Data to use ▸
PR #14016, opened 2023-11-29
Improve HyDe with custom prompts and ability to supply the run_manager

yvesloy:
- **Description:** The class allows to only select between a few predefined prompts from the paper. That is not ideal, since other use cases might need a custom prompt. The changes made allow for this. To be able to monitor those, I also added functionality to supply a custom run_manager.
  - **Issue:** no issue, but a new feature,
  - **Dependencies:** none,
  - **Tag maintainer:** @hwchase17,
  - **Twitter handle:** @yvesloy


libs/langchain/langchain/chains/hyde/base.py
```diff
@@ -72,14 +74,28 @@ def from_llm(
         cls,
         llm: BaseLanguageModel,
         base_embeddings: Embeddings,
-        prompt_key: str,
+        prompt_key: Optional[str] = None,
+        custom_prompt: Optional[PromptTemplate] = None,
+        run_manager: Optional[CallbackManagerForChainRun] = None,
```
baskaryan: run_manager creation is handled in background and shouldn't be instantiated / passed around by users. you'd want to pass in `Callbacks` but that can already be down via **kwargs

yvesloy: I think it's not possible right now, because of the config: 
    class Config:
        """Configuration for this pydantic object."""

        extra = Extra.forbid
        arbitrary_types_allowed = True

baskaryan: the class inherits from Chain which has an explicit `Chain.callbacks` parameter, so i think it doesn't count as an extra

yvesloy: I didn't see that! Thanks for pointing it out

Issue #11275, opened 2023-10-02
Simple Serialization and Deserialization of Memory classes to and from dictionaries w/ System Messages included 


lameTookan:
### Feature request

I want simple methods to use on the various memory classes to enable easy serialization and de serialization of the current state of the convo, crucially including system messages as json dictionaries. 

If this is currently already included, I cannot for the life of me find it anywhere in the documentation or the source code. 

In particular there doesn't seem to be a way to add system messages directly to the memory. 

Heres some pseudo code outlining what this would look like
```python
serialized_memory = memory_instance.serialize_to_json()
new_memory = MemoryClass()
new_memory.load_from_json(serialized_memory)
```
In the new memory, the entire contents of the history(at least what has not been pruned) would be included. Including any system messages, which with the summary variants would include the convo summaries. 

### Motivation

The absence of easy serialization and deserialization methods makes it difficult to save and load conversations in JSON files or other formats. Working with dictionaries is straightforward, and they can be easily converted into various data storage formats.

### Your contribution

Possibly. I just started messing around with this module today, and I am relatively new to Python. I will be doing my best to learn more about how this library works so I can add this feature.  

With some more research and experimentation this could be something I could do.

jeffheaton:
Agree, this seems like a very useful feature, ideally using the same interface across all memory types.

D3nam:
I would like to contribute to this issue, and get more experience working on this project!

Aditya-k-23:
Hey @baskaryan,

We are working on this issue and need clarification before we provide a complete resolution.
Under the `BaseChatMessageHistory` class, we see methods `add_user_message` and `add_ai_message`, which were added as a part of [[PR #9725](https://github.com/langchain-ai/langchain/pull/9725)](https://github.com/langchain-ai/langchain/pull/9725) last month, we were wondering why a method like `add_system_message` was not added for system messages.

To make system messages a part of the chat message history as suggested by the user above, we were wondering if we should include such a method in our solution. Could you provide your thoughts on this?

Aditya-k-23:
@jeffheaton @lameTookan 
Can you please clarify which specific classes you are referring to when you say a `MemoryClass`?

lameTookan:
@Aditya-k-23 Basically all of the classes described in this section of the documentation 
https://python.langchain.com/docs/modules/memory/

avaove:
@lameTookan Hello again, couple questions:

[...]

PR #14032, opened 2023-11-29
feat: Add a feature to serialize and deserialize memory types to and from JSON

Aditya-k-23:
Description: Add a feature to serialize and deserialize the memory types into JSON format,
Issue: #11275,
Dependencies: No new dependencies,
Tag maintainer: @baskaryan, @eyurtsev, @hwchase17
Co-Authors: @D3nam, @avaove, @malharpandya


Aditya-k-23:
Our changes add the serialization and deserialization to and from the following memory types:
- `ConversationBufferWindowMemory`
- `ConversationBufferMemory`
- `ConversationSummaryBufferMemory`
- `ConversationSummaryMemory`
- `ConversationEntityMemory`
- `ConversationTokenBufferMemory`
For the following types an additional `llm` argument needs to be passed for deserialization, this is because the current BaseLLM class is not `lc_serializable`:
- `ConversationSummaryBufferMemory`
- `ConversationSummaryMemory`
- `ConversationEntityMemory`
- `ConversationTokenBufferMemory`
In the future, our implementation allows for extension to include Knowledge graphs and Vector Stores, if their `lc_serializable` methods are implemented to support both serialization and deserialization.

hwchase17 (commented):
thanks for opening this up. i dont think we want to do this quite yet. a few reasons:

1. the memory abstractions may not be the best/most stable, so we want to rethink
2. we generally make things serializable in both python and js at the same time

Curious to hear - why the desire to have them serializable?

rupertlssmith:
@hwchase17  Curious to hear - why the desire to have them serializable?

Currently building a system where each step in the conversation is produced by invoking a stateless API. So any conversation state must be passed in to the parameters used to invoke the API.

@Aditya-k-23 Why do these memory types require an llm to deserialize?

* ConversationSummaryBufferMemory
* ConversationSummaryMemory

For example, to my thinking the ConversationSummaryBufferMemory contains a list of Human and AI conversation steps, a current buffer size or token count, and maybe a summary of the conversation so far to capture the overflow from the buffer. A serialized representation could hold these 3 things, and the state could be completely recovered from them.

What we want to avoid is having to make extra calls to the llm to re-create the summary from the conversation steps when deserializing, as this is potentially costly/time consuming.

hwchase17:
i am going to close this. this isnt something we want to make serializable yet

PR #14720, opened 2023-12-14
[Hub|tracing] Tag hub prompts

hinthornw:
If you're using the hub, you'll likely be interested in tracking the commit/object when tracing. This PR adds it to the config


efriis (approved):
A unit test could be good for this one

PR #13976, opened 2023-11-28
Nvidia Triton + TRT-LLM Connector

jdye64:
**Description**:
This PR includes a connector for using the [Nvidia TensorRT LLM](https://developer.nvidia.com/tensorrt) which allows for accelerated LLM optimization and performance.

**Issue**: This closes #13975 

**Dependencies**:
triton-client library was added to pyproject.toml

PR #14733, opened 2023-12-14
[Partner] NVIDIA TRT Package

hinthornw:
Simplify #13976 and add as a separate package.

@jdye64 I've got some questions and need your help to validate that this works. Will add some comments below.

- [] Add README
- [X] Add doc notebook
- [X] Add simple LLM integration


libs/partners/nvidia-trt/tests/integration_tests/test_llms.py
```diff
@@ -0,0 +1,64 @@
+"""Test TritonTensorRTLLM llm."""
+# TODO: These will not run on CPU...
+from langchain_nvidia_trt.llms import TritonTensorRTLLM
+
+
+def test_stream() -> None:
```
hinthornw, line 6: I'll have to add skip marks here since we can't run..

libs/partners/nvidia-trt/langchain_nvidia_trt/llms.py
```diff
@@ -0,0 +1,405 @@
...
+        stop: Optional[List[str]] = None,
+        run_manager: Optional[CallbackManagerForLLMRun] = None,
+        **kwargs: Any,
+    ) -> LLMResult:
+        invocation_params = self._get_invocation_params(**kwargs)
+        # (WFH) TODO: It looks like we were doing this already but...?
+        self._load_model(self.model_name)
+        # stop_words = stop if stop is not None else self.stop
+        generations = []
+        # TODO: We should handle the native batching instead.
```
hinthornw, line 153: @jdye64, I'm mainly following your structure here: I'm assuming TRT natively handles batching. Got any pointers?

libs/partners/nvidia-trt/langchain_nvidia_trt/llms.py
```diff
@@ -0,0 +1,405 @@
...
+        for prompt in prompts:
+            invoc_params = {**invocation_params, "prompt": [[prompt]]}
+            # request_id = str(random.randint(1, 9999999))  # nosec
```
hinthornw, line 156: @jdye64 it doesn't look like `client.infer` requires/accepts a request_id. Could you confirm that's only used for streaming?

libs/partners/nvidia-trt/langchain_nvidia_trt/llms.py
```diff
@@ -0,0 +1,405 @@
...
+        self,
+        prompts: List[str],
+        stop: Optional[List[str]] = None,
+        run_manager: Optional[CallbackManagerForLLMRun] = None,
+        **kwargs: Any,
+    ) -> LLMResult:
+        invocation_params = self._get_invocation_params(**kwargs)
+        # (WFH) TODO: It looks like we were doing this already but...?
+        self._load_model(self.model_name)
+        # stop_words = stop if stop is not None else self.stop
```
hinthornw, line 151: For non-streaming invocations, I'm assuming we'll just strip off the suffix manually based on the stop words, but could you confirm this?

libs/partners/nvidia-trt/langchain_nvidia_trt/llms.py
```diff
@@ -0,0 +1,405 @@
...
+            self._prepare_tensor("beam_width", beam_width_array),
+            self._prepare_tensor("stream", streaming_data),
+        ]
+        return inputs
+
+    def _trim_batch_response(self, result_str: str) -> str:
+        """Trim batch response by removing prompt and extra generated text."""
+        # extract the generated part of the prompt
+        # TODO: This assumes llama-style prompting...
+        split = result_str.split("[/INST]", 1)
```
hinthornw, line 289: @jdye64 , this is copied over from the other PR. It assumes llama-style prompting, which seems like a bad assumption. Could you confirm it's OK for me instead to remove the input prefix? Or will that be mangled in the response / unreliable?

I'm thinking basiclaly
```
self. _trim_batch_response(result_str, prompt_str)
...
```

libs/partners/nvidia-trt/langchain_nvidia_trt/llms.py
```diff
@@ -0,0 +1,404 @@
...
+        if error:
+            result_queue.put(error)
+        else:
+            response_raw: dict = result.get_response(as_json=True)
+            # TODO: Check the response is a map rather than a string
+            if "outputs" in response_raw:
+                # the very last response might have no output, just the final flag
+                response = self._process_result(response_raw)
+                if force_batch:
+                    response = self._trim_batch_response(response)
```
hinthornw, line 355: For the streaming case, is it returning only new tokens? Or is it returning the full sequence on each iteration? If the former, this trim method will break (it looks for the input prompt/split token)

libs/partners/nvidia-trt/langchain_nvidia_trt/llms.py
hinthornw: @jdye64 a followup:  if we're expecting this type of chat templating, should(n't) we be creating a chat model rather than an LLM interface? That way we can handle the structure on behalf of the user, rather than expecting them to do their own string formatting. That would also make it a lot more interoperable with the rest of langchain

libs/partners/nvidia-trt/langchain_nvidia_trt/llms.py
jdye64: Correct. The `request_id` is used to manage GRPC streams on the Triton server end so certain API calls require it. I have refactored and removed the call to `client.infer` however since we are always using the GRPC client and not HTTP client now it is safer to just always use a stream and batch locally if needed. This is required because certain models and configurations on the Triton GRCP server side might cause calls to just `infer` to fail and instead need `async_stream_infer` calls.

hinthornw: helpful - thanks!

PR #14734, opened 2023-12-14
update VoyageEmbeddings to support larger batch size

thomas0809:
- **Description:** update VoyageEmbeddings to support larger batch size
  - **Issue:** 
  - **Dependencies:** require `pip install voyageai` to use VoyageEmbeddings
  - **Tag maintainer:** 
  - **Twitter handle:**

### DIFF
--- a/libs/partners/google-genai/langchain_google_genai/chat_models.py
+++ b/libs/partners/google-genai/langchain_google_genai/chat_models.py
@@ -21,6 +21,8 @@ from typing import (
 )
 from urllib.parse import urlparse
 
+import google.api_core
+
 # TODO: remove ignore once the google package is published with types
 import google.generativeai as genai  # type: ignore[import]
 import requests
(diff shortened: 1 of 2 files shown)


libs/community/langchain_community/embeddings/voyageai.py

Work instruction ▸ Output exactly the span of lines beginning at the first line of the records and ending at the line that holds "Issue #11275, opened 2023-10-02", inclusive, with no other text.

Task response ▸
PR #14016, opened 2023-11-29
Improve HyDe with custom prompts and ability to supply the run_manager

yvesloy:
- **Description:** The class allows to only select between a few predefined prompts from the paper. That is not ideal, since other use cases might need a custom prompt. The changes made allow for this. To be able to monitor those, I also added functionality to supply a custom run_manager.
  - **Issue:** no issue, but a new feature,
  - **Dependencies:** none,
  - **Tag maintainer:** @hwchase17,
  - **Twitter handle:** @yvesloy


libs/langchain/langchain/chains/hyde/base.py
```diff
@@ -72,14 +74,28 @@ def from_llm(
         cls,
         llm: BaseLanguageModel,
         base_embeddings: Embeddings,
-        prompt_key: str,
+        prompt_key: Optional[str] = None,
+        custom_prompt: Optional[PromptTemplate] = None,
+        run_manager: Optional[CallbackManagerForChainRun] = None,
```
baskaryan: run_manager creation is handled in background and shouldn't be instantiated / passed around by users. you'd want to pass in `Callbacks` but that can already be down via **kwargs

yvesloy: I think it's not possible right now, because of the config: 
    class Config:
        """Configuration for this pydantic object."""

        extra = Extra.forbid
        arbitrary_types_allowed = True

baskaryan: the class inherits from Chain which has an explicit `Chain.callbacks` parameter, so i think it doesn't count as an extra

yvesloy: I didn't see that! Thanks for pointing it out

Issue #11275, opened 2023-10-02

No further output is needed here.